MLOps Engineer

Location Zurich
Discipline: Machine Learning
Contact name: Tom Goldberg

Contact email: tom@enigma-rec.ai
Job ref: 34783
Published: about 1 month ago

The company is focused on developing advanced AI technology, using an Earth systems model to predict atmospheric events with higher accuracy and speed than traditional methods. This solution is particularly useful for industries affected by weather, such as power markets, especially during extreme weather conditions like hurricanes and cyclones. As the technology evolves, additional applications like wildfire, flood, and vegetation predictions will be introduced. The team values ambition, open communication, and rapid innovation, offering employees exciting challenges, creative autonomy, competitive pay, and stock options.

Role Overview

The company is seeking an MLOps Engineer to help scale its infrastructure for large-scale model training, evaluation, and inference. This role will involve optimizing a machine learning cluster with over 1,000 GPUs and petabyte-scale training data. The ideal candidate is driven by solving complex engineering problems in an early-stage startup environment, with the opportunity to scale infrastructure significantly.

Responsibilities

  • Design, deploy, and maintain key components of a machine learning cluster.

  • Optimize performance from architectural design to CUDA kernel fine-tuning.

  • Prototype and evaluate new technologies and architectures.

  • Continuously monitor system performance and resource usage.

  • Implement best practices for cluster efficiency and automation.

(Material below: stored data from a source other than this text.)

PR #880, opened 2017-03-04
613 custom error handling

ghostd:
The default handler property acts as previously: it uses `console.error` if the environment is not 'production'. Now the developer can override this setting and provides its custom error handler.

For now, the `createError` function returns a string (matching the previous behavior)... maybe we could return an `Error` object?

### DIFF
--- a/.gitignore
+++ b/.gitignore
@@ -4,3 +4,6 @@ lib/
 locale-data/
 node_modules/
 src/en.js
+
+# IntelliJ
+.idea/
--- a/src/components/provider.js
+++ b/src/components/provider.js
@@ -11,7 +11,12 @@ import IntlRelativeFormat from 'intl-relativeformat';
 import IntlPluralFormat from '../plural';
 import memoizeIntlConstructor from 'intl-format-cache';
 import invariant from 'invariant';
-import {shouldIntlComponentUpdate, filterProps} from '../utils';
+import {
+  createError,
+  defaultErrorHandler,
+  shouldIntlComponentUpdate,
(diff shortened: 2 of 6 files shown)


ggauravr:
@ghostd This is a great approach. However, I was wondering if instead of having to call `onError(createError(message))` every time, how about one function like `handleError`, which actually does what `createError` does, and calls `onError` handler.

Something like:

```js
export function handleError(message, exception) {
  const errorMsg = (exception) ? `\n${exception}` : '';
  const formattedErrorMsg = `[React Intl] ${message}${errorMsg}`;

  onError(formattedErrorMsg);
}
```

So, in places where we handle errors, we can just say `handleError(<msg>, e)` rather than the more verbose `onError(createError())`.

fes300:
any news on this? It would be very helpful to me :+1:

redonkulus:
@ghostd I'm ok with this approach. I guess the one downside is that it increases the bundle size since webpack/rollup used to remove the messages for production builds. Do you know how much it increases the size?

Secondly, can you resolve the conflicts?

ghostd:
Hi,

I rebased the branch.

I don't know how many are added by those error strings. The size of production bundle is 45293 bytes, and the size of the development bundle is 130391.

ghostd:
On the master branch i get:
* react-intl.min.js 44379
* react-intl.js 130009

redonkulus:
Thanks, so thats almost a kb, pretty small. I will take another pass at this before merging.

ghostd:
Done

PR #901, opened 2017-03-15
[WIP] Safely use context

maxdeviant:
A little background: our team is using MobX as our state management solution. We are also using `react-intl` for handling our i18n/l10n needs.

The problem we are facing is that when we change the current language and update the messages accordingly, some components in our component tree do not update with the new messages.

The issue appears to be that the context updates are being blocked by a parent component returning `false` on `shouldComponentUpdate`. In our case, the `observer` HoC from `mobx-react` is returning `false` in its `shouldComponentUpdate` since the MobX state has not changed. This prevents the subtree from re-rendering which means the `react-intl` components can not re-render in response to the context change.

You can see the issue depicted in this diagram (taken from the soon-to-be-mentioned article):

@mweststrate has a Medium post on [How to safely use React context](https://medium.com/@mweststrate/how-to-safely-use-react-context-b7e343eff076#.erav4i99t) in which he details the problem and also offers a potential solution.

I have added a failing test that shows the issue.

If this is a direction that `react-intl` wants to pursue, then I will work on getting the necessary changes made in this PR. If not, then our team will probably have to drop `react-intl` in favor of something else.

### DIFF
--- a/test/unit/components/message.js
+++ b/test/unit/components/message.js
@@ -115,6 +115,39 @@ describe('<FormattedMessage>', () => {
         expect(renderedOne).toNotBe(renderedTwo);
     });
 
+    it('should re-render when context changes and blocked by parent sCU', () => {
+        intlProvider = new IntlProvider({locale: 'en', defaultLocale: 'en'}, {});
+
+        class IronDome extends React.Component {
+            shouldComponentUpdate() {
+                return false;
+            }
+
+            render() {
+                return React.Children.only(this.props.children);
+            }
+        }
+
+        renderer.render(
+            <IronDome>
+                <FormattedMessage id="hello" defaultMessage="Hello, World!" />
+            </IronDome>,
+            intlProvider.getChildContext()
+        );
+        const renderedOne = renderer.getRenderOutput();
+
+        intlProvider = new IntlProvider({locale: 'en-US', defaultLocale: 'en-US'}, {});
+        renderer.render(
+            <IronDome>
+                <FormattedMessage id="hello" defaultMessage="Hello, World!" />
+            </IronDome>,
+            intlProvider.getChildContext()
+        );
+        const renderedTwo = renderer.getRenderOutput();
+
+        expect(renderedOne).toNotBe(renderedTwo);
+    });
+
     it('accepts `values` prop', () => {
         const {intl} = intlProvider.getChildContext();
         const descriptor = {


yahoocla:

maxdeviant:
@yahoocla CLA has been signed.

ghostd:
@maxdeviant the medium post mentions a library: https://github.com/mjackson/react-broadcast
did you try it?

Also, did you try injectIntl(YourComponent)?

maxdeviant:
@ghostd Well the `react-broadcast` library would have to be implemented in `react-intl`, since that is what is providing the context.

I have not tried using `injectIntl`, but I have noticed previously that wrapping any component with `injectIntl` basically voids the performance optimizations that MobX provides out of the box, so the components re-render every single time.

langpavel:
If you want use `shouldComponentUpdate` it is your responsibility for using it correctly.
One workaround to this can be use of [`react-deep-force-update`](https://github.com/gaearon/react-deep-force-update#react-deep-force-update) like I do [here](https://github.com/kriasoft/react-starter-kit/blob/feature/react-intl/src/components/App.js#L76). It is probably not the best way.
Better way is patch your `shouldComponentUpdate`, which is not easy: facebook/react#2517

maxdeviant:
@langpavel I do not implement `shouldComponentUpdate` manually, it's implemented in MobX, so it's not really possible to override/implement "correctly".

Like I said, if this is something that the library maintainers don't want to deal with, then so be it.

langpavel:
@maxdeviant Ok, implementing `shouldComponentUpdate` correctly is not possible by this way, my bad. BTW, great article, I just read that.
They suggest to create separate store in context for `IntlProvider` where other components will be subscribed, so updating `IntlProvider` will trigger explicit rerendering of explicitly subscribed components..
It looks nice, but for me, simpler is just use `react-deep-force-update` after you change language. It also makes sense to open issue on `react-deep-force-update` to traverse all components, but selectively mark only some (by predicate) for rerendering.

maxdeviant:
@langpavel I actually have a somewhat hacky workaround implemented at the moment.

Basically I created a MobX-aware provider that manages the translation state, and then I wrapped `FormattedMessage` with an `observer` that reacts to the language changes. It seems to be working so far, and it may do the trick long-term.

ghostd:
@maxdeviant i think your performance issue with injectIntl is the same as reported by #818 (not patched yet)

ChrisJamesC:
I have created a small library for combining react-intl and mobx. See https://github.com/Sqooba/mobx-react-intl. Maybe you can solve your issue by directly using it. 

When I faced this issue I solved it by passing the locale as key in the IntlProvider component. This ensured that all components bellow it were re-rendered when the locale (and the messages) were changed. 

For example: 
```
const {locale, messages} = this.props.localeStore; 
return <IntlProvider key={locale} locale={locale} messages={messages}>
    <App />
</IntlProvider>
```

PR #918, opened 2017-04-08
React 15.5 compatibility

inukshuk:
Thanks for `react-intl`! This PR just imports `PropTypes` from 'prop-types' package as suggested by React 15.5 and later.


inukshuk:
I also updated the examples to use 'prop-types' and changed the minimum peer dependency of React to version 0.14.9 (which is compatible with the 'prop-types' module).

I was a bit puzzled how to make the tests work with both React 14 and 15.5+ without deprecation messages. ES6 import statements must be static and at the top-level so we cannot conditionally import `createRenderer` from either 'react-addons-test-utils' (for React 14) or 'react-test-renderer/shallow' (for React 15). For the time being I solved this by creating 'test/renderer.js' in an NPM pretest script to make sure all tests continue to work for the `react:14` and `react:15` targets but I'd be happy if anyone could suggest a better solution. (Or if the react:14 tests can be dropped)

examples/nested/src/client/components/app.js
```diff
@@ -1,4 +1,5 @@
-import React, {Component, PropTypes} from 'react';
+import React, {Component} from 'react';
+import {PropTypes} from 'prop-types';
```
antoinerousseau: why brackets?
https://github.com/reactjs/prop-types#importing

inukshuk: Good question! I must be going blind.

bjankord:
@inukshuk This was a [solution](https://github.com/paypal/glamorous/blob/de50b7ccaeb37f60128b46b1d9d9d56cd474c35a/src/react-compat.js) I saw from @kentcdodds to handle importing different packages based on what version of react was used. This idea could be used to conditionally import `createRenderer` from either 'react-addons-test-utils' (for React 14) or 'react-test-renderer/shallow' (for React 15)

inukshuk:
@bjankord cool thanks!

Are the tests ever compiled to something other than commonjs modules? If that's not a requirement we can just use `require` directly -- that's much better!

inukshuk:
Alright, followed @bjankord's suggestion and used `require` directly; I think this should cover all compatibility issues now.

probablyup:
@ericf could you take a look at this please? FB shows console errors for these deprecations and it adds gross noise when trying to develop / debug

eMarek:
Any plans when this will be merged or have I missed something that we are waiting for?

MichaelDeBoey:
@ericf I think this can be merged?

tswaters:
Last commit from @ericf was almost a month ago, updating contributing docs for posting a new release.

Also there's this:  https://ericf.me/apple.  I'm not sure if ericf is working on this project any longer and/or there are any other contributors.... most of the time I see someone with a contributor badge it's ericf.

MichaelDeBoey:
@antoinerousseau is the reviewer, so maybe he can merge it then?
Or maybe @ericf knows who's following up this project in this place?

probablyup:
I wouldn't hold your breath for him to respond, tbh. Yahoo is all but dead at this point, would be nice if the FB open source team might be interested in taking it over? @gaeron?

MichaelDeBoey:
That could indeed be another possibility @probablyup :-)

gaearon:
We don’t really “take over” projects from other companies—and we also don’t maintain anything that we aren’t actively using in production. We have our own internalization infra at Facebook so it wouldn’t make sense for us to steer `react-intl`. If there is a need for a new maintainer, perhaps you could raise an issue? I’m sure some of the large companies using it could volunteer to help!

okuryu:
Just the other day I got a commit bit for react-intl from @ericf and @redonkulus (from Yahoo) to maintain react-intl. I have told them I would like to help this project. I think this change is a high priority for us, but please give me a little time to review this change and prepare to release a new version.

All feedbacks about this change are always welcome, please post your thoughts if you have any concern or idea.

bjankord:
Thanks for the update @okuryu!

MichaelDeBoey:
Any news on this one @okuryu? :-)

lyushenko:
We are slightly blocked by this issue and I'd like to contribute if you need any help @okuryu

bjankord:
Any update on this? @ericf @okuryu This is the last dependency I need updated to have react 15.5 compatibility before I can update to react 15.5.

mikebridge:
This is a trivial PR that remains unmerged after three weeks.   Is this project still active or is it a victim of Yahoo's collapse?

bmv437:
@mikebridge please read this comments above. Specifically [this one](https://github.com/yahoo/react-intl/pull/918#issuecomment-296641941). I expect @okuryu will merge this PR soon and cut a new release.

mikebridge:
@bmv437 Thanks, I have read the comments which is why I'm concerned.  I've only just started using react-intl, and I now get the impression that the core team has suddenly left the project—is this not correct?

okuryu:
Okay, I've merged. I'll release a new version within a week.

gaearon:
Just to be clear, this is really more of a 16 than 15.5 compatibility. Your apps will work even with warnings—it’s nice to gradually fix them as we move towards 16, but I think it’s also unnecessary to exert so much pressure on library maintainers right now. This change is not urgent.

robcaldecott:
Understood 100% but as this warning takes the form of a console error it causes tests to fail. Does anyone know of a good workaround for this?

lyushenko:
@robcaldecott you can use the production version of React to suppress console errors or install a fork temporarily:
```
"react-intl": "inukshuk/react-intl"
```
However, it would be better if React logged warnings instead of errors (`console.warn`)

probablyup:
Agreed. I raised a PR about that in fbjs and they rejected it.

robcaldecott:
I use create-react-app and that does not come with Jest configured to use the production version of React. I'll try setting NODE_ENV and see if that works.

gaearon:
I don't think `console.error` causes tests to fail in Create React App. What have you that impression?

gaearon:
(If it does cause CRA tests to fail please raise an issue with CRA. This was never intended. In general when you see weird behavior please raise issues rather than silently accept it 😉 )

robcaldecott:
On Windows with CI=true it returns an ERRORLEVEL of 1. I'll raise a PR. Weirdly it does not do this if you pass -- --coverage to npm test.

lyushenko:
@gaearon in our case, we're using Capybara to run feature tests and it is set up to capture all JS errors and our tests are failing due to deprecation warning. No big deal though, we kinda "hacked" it :)

gaearon:
Interesting. Please do raise it, thanks!

Issue #557, opened 2016-07-30
Alternative way to supply default messages?


tomdmaguire:
Hi there,

In the [react-intl v2 changelog](https://github.com/yahoo/react-intl/issues/162) regarding the `IntlProvider` component, it states:

> Note: How there's no defaultMessages prop, that's because it's assumed the default message descriptors live co-located to where the messages are being formatted.

I currently am storing all translations as a json files (one file per locale e.g. en-US.json, de.json) which then are then loaded and passed into the `messages` prop of the IntlProvider.

Ideally I do not want to supply a `defaultMessage` prop each time I render a `FormattedMessage` component, as I have all of my "default messages" in a en-US.json translation file. (I always want to fallback to this locale).

To to cater for my scenario I built a wrapper for the `FormattedMessage` component which is basically as follows:

``` js
import { FormattedMessage } from 'react-intl';
const defaults = require('en-US.json');

export default function Translate({ id, ...values }) {
  return (
    <FormattedMessage id={id} values={values} defaultMessage={defaults[id]} />
  );
}
```

This works ok until I am in a situation where I cannot use the `Translate` React component and instead need to use the [inject api](https://github.com/yahoo/react-intl/wiki/API#injection-api), as then I have to duplicate the loading default messages logic (`defaultMessage={defaults[id]}`), in all places where I use the injected `intl` obj.

Do you have any examples of solutions I could use to overcome this duplication and simply use a message id in scenarios where I need to translate string and somehow fallback to en-US if the translation does not exist in the current locale?

Any help is much appreciated!
Thanks,
Tom

ericf:
It's probably best if we add back the option to babel-plugin-react-intl to remove the extracted data. The issue was people were running the plugin multiple times by accident and getting errors. 

If you already have all of the default messages defined via the `defaultMessage` prop on FormattedMessage or using `defineMessages`, then you can omit providing the same messages to IntlProvider.

tomdmaguire:
FYI, I eventually decided on the following method to handle locale fallbacks:

```js
import locales from 'lib/locales';

const messages = language === 'en' // english is our default locale
  ? locales['en']
  : merge({}, locales[language], locales['en']); 

return (
  <IntlProvider
    locale={language}
    messages={messages}
  >
    {children}
  </IntlProvider>
);
```

derwaldgeist:
[...]

PR #925, opened 2017-04-13
Issue: https://github.com/yahoo/react-intl/issues/557

jianping-roth:
Problem: we have a number of language packages, when a key is missing from one language, we want to default to the corresponding English value. This is the default behaviour for GWT and Cocoon, the two web development frameworks we used previously.

The changeset implments this default behaviour. I added one more property called defaultMessages.

### DIFF
--- a/src/components/provider.js
+++ b/src/components/provider.js
@@ -27,6 +27,7 @@ const defaultProps = {
 
     defaultLocale : 'en',
     defaultFormats: {},
+    defaultMessages: {},
 };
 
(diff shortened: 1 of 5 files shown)


yahoocla:

jianping-roth:
Done. Jianping

redonkulus:
Will https://github.com/yahoo/react-intl/pull/1171 help you?

redonkulus:
Please reopen if needed.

  • Troubleshoot and resolve technical issues across various layers of the system.

Required Skills

  • Extensive experience managing high-performance computing clusters.

  • Expertise in distributed file systems or object stores (e.g., MinIO, Lustre, Ceph).

  • Deep understanding of distributed model training, including strategies for large parameter models.

  • Strong troubleshooting abilities in application, OS, networking, and hardware layers.

  • Proactive approach to identifying and resolving performance bottlenecks.

  • Proven experience working within multidisciplinary teams.

Nice-to-Have

  • Experience with geospatial datasets.

  • Project leadership or management experience.